DATA PROVIDED section start

PR #2118, opened 2026-09-03
Upgrade to Tika 4.0.0

### LINKED ISSUE #2063: Upgrade to Tika 4.0
Tim Allison <tallison@apache.org>
03:42 (6 hours ago)
to announce, <dev@tika.apache.org>, Tika

The Apache Tika project is pleased to announce the release of Apache
Tika 4.0.0. The release contents have been pushed out to the main
Apache release site and to the Maven Central sync.

Apache Tika is a toolkit for detecting and extracting metadata and
structured text content from various documents using existing parser
libraries.

Apache Tika 4.0.0 is the first stable release of the 4.x line. It
switches the default output to Markdown, moves parsing into
crash-isolated forked processes (tika-server, tika-app's async/fork
modes and tika-grpc all parse out-of-process via tika-pipes), and adds
vision-language-model parsers (Claude, Gemini, OpenAI). Configuration
is now JSON rather than XML (tika-app's --convert-config-xml-to-json
offers a starting point for migrating a 3.x parsers config).
tika-app, tika-server and tika-eval now ship as runnable zip
distributions (with drop-in pf4j pipes plugins) in place of shaded
jars, and the Docker "latest" tags now track 4.x. Tika 4.x
requires Java 17 or later.

Metadata keys have been renamed for consistency and provenance
with an opt-in compatibility filter that restores the 3.x key names
where direct mapping exists. The key-for-key rename tables are
in the metadata migration guide
(https://tika.apache.org/docs/4.0.x/migration-to-4x/metadata-changes-4x.html),
and tika-core bundles the same
mapping in a machine-readable form (metadata-migration-3x-4x.json).

As a new major version, 4.0.0 includes breaking changes. Please see
the migration guides (https://tika.apache.org/docs/4.0.x/migration-to-4x/)
and the notable changes page (https://tika.apache.org/4.0.0/) before
upgrading. The 3.3.x line remains supported and continues to receive
bug fixes and dependency upgrades.

Details can be found in the
changes file: https://www.apache.org/dist/tika/4.0.0/CHANGES-4.0.0.txt
and in our 4.x docs site: https://tika.apache.org/docs/4.0.x/

abhinav-phi:
## Upgrade to Apache Tika 4.0.0 — Closes #2063

This PR upgrades StormCrawler from Tika 3.3.2 to the first stable release of the Tika 4.x line ([announcement](https://lists.apache.org/thread/fo8ozc8hkkzmrbfmvojtocml4fbm2p3q)), tracking the 4.0.0 milestone. Tika 4.0 ships a number of breaking changes; this PR migrates the codebase, the bundled configuration and the documentation accordingly. No behaviour change is intended for users of the `JSoupParserBolt` and the Tika `ParserBolt` beyond the Tika upgrade itself.

### Dependency changes

- `tika.version` `3.3.2` → `4.0.0` in the root POM. Tika 4.x requires Java 17+, which StormCrawler already targets (the project builds on JDK 17-25, CI runs JDK 25), so no compiler settings were needed.
- In Tika 4.0, `tika-parsers-standard-package` changed from a **jar** to a **POM** that aggregates the individual `tika-parser-*-module` artifacts. `external/tika` now consumes it with `<type>pom</type>`, which pulls in all standard parser modules transitively — same effective set of parsers as before, including the OCR module.
- Added explicit `tika-core` and `tika-serialization` dependencies to `external/tika`: `tika-serialization` provides the new `TikaLoader` used to read the JSON configuration (see below). The existing exclusions (`asm`, `slf4j-log4j12`, and the BSD-licensed `jai-imageio-core`, still a compile dependency of the image parser module) are preserved.
- `THIRD-PARTY.txt` regenerated with `license:aggregate-add-third-party` (Tika modules now 4.0.0; new Tika artifacts: `tika-serialization`, `tika-encoding-detector-html`, `tika-encoding-detector-mojibuster`, `tika-ml-core`, `tika-ml-junkdetect`, `tika-parser-datauri-commons`; removals: `tika-parsers-standard-package` jar, `vorbis-java-tika`, POI `poi-ooxml-full`, PDFBox `jempbox`/`xmpbox` 3.0.8, `org.tukaani:xz` — replaced by Tika 4's internal dependencies).

### Code migration

**`core/JSoupParserBolt.java`** (only core module using Tika, via `tika-core`):

- `TikaConfig` was **removed** in Tika 4. The mime-type detector, previously obtained from `TikaConfig.getDefaultConfig().getDetector()`, is now built with `new DefaultDetector()`, which is exactly what the removed default configuration wired (bytecode of Tika 4's `Tika()` facade confirms it constructs `new DefaultDetector()`).
- `Detector.detect()` now takes `(TikaInputStream, Metadata, ParseContext)`; `guessMimeType()` wraps the content bytes with `TikaInputStream.get(content)` and passes an empty `ParseContext`.
- `Metadata` no longer implements `HttpHeaders`, so the `Metadata.CONTENT_TYPE` / `Metadata.CONTENT_LENGTH` constants used for **Tika metadata** are now taken from `org.apache.tika.metadata.HttpHeaders`. Lookups in StormCrawler's own `Metadata` (String keys) keep using `org.apache.http.HttpHeaders`. Code referencing `TikaCoreProperties` constants is unaffected (the `RESOURCE_NAME_KEY` usage stays).

**`external/tika/ParserBolt.java`**:

- XML configurations are no longer supported in Tika 4; configuration moved to JSON. `instantiateTika()` now loads the configuration through `TikaLoader.load(path, classLoader)` (from the new `tika-serialization` module) and wires the result into the `Tika` facade via `new Tika(loader.loadDetectors(), loader.loadAutoDetectParser())` — the equivalent of the removed `new TikaConfig(url, classLoader)` + `new Tika(tikaConfig)` pair.
- A configuration that is missing from the classpath or fails to load now **fails fast** (throws from `prepare()`, aborting the topology) instead of silently degrading to the Tika defaults — a silent downgrade would re-activate parsers the configuration excluded, e.g. OCR via `TesseractOCRParser`.
- The `ParseContext` used for every parse is now seeded from the **`parse-context`** section of the Tika configuration via `TikaLoader.loadParseContext()` + `ParseContext.copyFrom()` (per-parse contexts are copies, since a bolt is multi-threaded); previously that section was silently ignored. This is what makes Tika 4's new JSON-only parse-context components (`output-limits`, `timeout-limits`, `embedded-limits`, …) reachable for embedded parsing.
- `TikaLoader` can only read configuration files from the filesystem. When the configuration is bundled inside a jar (the common case for topologies built as fat jars), it is copied to a temporary file, which is deleted as soon as `TikaLoader.load()` returns (the file is read eagerly; nothing is kept for the worker's lifetime).
- The parse itself now uses `TikaInputStream.get(content)` in a try-with-resources block, replacing the manual `ByteArrayInputStream` + `finally` close (Tika 4's `Parser.parse()` requires a `TikaInputStream`, and `TikaInputStream` holds `TemporaryResources` that must be released).
- Unless `parser.extract.embedded` is set, an `EmptyParser` is now bound as `Parser.class` in the `ParseContext`. This fixes a pre-existing bug (present in 3.x as well): `AutoDetectParser` sets *itself* as the embedded parser when the context has none, so embedded documents were parsed (and their text emitted into the parent's XHTML) even though the configuration said not to extract them. See `DelegatingParser.getDelegateParser()`, which falls back to `context.get(Parser.class, EmptyParser.INSTANCE)`.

DATA PROVIDED section end

§ **TO DO**
Please transcribe the data exactly from its first line. End with the line that contains "Metadata keys have".

§ **ANSWER TO THIS PROBLEM**
PR #2118, opened 2026-09-03
Upgrade to Tika 4.0.0

### LINKED ISSUE #2063: Upgrade to Tika 4.0
Tim Allison <tallison@apache.org>
03:42 (6 hours ago)
to announce, <dev@tika.apache.org>, Tika

The Apache Tika project is pleased to announce the release of Apache
Tika 4.0.0. The release contents have been pushed out to the main
Apache release site and to the Maven Central sync.

Apache Tika is a toolkit for detecting and extracting metadata and
structured text content from various documents using existing parser
libraries.

Apache Tika 4.0.0 is the first stable release of the 4.x line. It
switches the default output to Markdown, moves parsing into
crash-isolated forked processes (tika-server, tika-app's async/fork
modes and tika-grpc all parse out-of-process via tika-pipes), and adds
vision-language-model parsers (Claude, Gemini, OpenAI). Configuration
is now JSON rather than XML (tika-app's --convert-config-xml-to-json
offers a starting point for migrating a 3.x parsers config).
tika-app, tika-server and tika-eval now ship as runnable zip
distributions (with drop-in pf4j pipes plugins) in place of shaded
jars, and the Docker "latest" tags now track 4.x. Tika 4.x
requires Java 17 or later.

Metadata keys have been renamed for consistency and provenance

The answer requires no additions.